Смущенно и взволнованно переглядывались люди. А красавица, внезапно прервав свой торжественный полет, испуганно шарахнулась в сторону, подняла руку с пучками белых конских волос, приложила ее к глазам, будто вглядываясь во что-то неясное, страшное, пугающее, и начала описывать несчастных, погибших за свою великую вину смертью летных птиц и зимних зверей.
— Эрдэлир… Трынкин!.. Русский! Кукушкин!.. Мончуков!.. — восклицали люди, изумленные точным воспроизведением внешности расстрелянных красных.
— И эти главные виновники, — укоризненно звучал голос Дыгый, — и все, кто стоит за ними, слезно плачут, раскаиваясь в своей темной вине, умоляют простить их…
— Ложь! — неожиданно воскликнул Гавриш, которому Лука, как и Егордану, из милости разрешил быть на камлании. Он вскочил и рванулся к шаманке, да так стремительно, что все в изумлении рты разинули. — Врешь! Других не знаю, а Эрдэлиру каяться не в чем! Он был всегда за хороших людей, разве что против баев…
— Стой! — крикнул Лука, опомнившись и вставая. — Пошел в тюрьму! Уведите! Я т-тебе покажу…

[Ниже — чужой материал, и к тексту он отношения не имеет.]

PR #1670, opened 2021-04-02
[CAS-846] Create a fallback SharedPreferences in case the Encrypted one is not available

JcMinarro:
### 🎯 Goal
Some emulators and some Android devices are not able to created an Encrypted Shared Preferences throwing an error that is not handled. On case we are not able to generated an Encrypted Shared Preferences we fallback to a normal Shared Preferences instance

### ☑️ Checklist

- [x] Reviewers added

### DIFF
--- a/stream-chat-android-offline/src/main/java/io/getstream/chat/android/livedata/service/sync/EncryptedBackgroundSyncConfigStore.kt
+++ b/stream-chat-android-offline/src/main/java/io/getstream/chat/android/livedata/service/sync/EncryptedBackgroundSyncConfigStore.kt
@@ -4,27 +4,38 @@ import android.content.Context
 import android.content.SharedPreferences
 import androidx.security.crypto.EncryptedSharedPreferences
 import androidx.security.crypto.MasterKey
+import io.getstream.chat.android.client.logger.ChatLogger
 
 private const val MASTER_KEY_ALIAS = "_stream_sync_config_master_key_"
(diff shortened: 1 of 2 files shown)


stream-chat-android-offline/src/main/java/io/getstream/chat/android/livedata/service/sync/EncryptedBackgroundSyncConfigStore.kt
```diff
@@ -4,27 +4,38 @@ import android.content.Context
...
+                masterKey,
+                EncryptedSharedPreferences.PrefKeyEncryptionScheme.AES256_SIV,
+                EncryptedSharedPreferences.PrefValueEncryptionScheme.AES256_GCM
+            )
+        } catch (e: Exception) {
+            logger.logE("Error creating encrypted shared preferences", e)
+            context.applicationContext.getSharedPreferences(
+                SYNC_CONFIG_PREFS_NAME,
+                Context.MODE_PRIVATE
+            )
```
zsmb13, line 37: Is this safe enough for our needs? We must be using encrypted SharedPref normally for a reason 😄

JcMinarro: It stores the userId and the token.
It is into their own app sandbox that is not accessible by other apps (At least they have root permissions)

samiuelson (approved):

Гавриш и сам направился к двери, но на пороге обернулся и злобно оглядел всех:
— Дурачье! Кому верите? Живым был — никогда не просил, не умолял Эрдэлир богачей, а после смерти и подавно не станет!
— Пше-ол! — заорал Лука.
Гавриша увели в тюрьму.
Но по наслегу пошли споры и рассуждения: мог ли в самом деле Эрдэлир раскаиваться после смерти? Да и не только Эрдэлир, а и Кукушкин, и Трынкин, и Мончуков? И неизменно люди приходили к выводу: нет! Если избитые, искалеченные, прошедшие через все мыслимые муки, они перед самой смертью с гордостью говорили: «Мы — мобилизованные партией ленинских коммунистов!» — значит не могли они раскаиваться и после смерти в том, что до конца боролись за народное счастье.
Дыгый была шаманкой, да еще «белой шаманкой», только во время камлания. Выполнив же обряд, она становилась просто соблазнительной бабенкой. Несколько дней прожила она у Луки и не намеревалась, видимо, уезжать. Лука теперь ненадолго вылезал к солдатам и снова запирался со своей гостьей.